Content starts

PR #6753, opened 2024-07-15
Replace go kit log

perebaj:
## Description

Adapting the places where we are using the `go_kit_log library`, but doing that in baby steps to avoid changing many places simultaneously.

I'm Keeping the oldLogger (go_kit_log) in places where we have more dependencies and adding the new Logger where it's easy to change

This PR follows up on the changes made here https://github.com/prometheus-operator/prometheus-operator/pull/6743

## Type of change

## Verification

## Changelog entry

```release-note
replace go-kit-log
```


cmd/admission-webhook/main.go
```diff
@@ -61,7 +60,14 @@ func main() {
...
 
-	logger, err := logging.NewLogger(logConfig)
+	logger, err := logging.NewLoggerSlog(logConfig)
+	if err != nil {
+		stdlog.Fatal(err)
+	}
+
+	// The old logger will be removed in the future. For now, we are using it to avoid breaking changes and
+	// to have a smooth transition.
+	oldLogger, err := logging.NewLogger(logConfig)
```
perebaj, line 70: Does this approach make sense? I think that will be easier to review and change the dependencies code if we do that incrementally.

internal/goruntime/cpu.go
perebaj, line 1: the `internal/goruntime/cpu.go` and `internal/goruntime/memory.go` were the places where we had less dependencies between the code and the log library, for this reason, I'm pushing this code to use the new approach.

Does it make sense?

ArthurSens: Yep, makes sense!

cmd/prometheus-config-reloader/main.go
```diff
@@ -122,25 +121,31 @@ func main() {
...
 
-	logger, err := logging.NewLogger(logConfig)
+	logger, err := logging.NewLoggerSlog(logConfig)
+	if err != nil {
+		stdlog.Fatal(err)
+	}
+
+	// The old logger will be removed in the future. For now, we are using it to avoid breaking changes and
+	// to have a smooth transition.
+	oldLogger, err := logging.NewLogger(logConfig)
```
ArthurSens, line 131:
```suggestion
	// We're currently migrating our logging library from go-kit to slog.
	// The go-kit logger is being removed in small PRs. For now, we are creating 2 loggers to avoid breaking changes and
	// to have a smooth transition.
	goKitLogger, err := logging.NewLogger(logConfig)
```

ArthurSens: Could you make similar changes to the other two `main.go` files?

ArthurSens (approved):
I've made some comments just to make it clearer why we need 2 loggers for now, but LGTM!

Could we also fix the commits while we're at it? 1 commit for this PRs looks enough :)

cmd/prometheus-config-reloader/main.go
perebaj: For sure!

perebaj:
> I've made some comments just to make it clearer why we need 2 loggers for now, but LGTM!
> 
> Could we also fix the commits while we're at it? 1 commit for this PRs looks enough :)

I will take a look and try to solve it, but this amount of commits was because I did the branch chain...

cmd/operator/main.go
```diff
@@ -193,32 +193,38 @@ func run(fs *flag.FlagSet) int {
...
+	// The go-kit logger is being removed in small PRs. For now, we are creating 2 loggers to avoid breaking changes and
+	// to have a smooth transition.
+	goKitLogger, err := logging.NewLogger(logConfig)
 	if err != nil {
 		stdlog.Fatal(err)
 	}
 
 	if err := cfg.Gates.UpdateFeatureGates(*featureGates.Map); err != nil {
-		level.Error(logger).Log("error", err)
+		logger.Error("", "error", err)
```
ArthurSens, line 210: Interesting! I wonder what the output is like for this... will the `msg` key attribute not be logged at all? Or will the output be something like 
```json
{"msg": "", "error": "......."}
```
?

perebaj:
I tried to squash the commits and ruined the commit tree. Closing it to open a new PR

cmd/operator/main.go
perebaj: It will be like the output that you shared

Content ends

• Required work
From the entries above, restate word for word the lines from the line containing "## Changelog entry" to the line containing "Does it make sense?", both ends included, and nothing more.

• Reply to the exercise
## Changelog entry

```release-note
replace go-kit-log
```


cmd/admission-webhook/main.go
```diff
@@ -61,7 +60,14 @@ func main() {
...
 
-	logger, err := logging.NewLogger(logConfig)
+	logger, err := logging.NewLoggerSlog(logConfig)
+	if err != nil {
+		stdlog.Fatal(err)
+	}
+
+	// The old logger will be removed in the future. For now, we are using it to avoid breaking changes and
+	// to have a smooth transition.
+	oldLogger, err := logging.NewLogger(logConfig)
```
perebaj, line 70: Does this approach make sense? I think that will be easier to review and change the dependencies code if we do that incrementally.

internal/goruntime/cpu.go
perebaj, line 1: the `internal/goruntime/cpu.go` and `internal/goruntime/memory.go` were the places where we had less dependencies between the code and the log library, for this reason, I'm pushing this code to use the new approach.

Does it make sense?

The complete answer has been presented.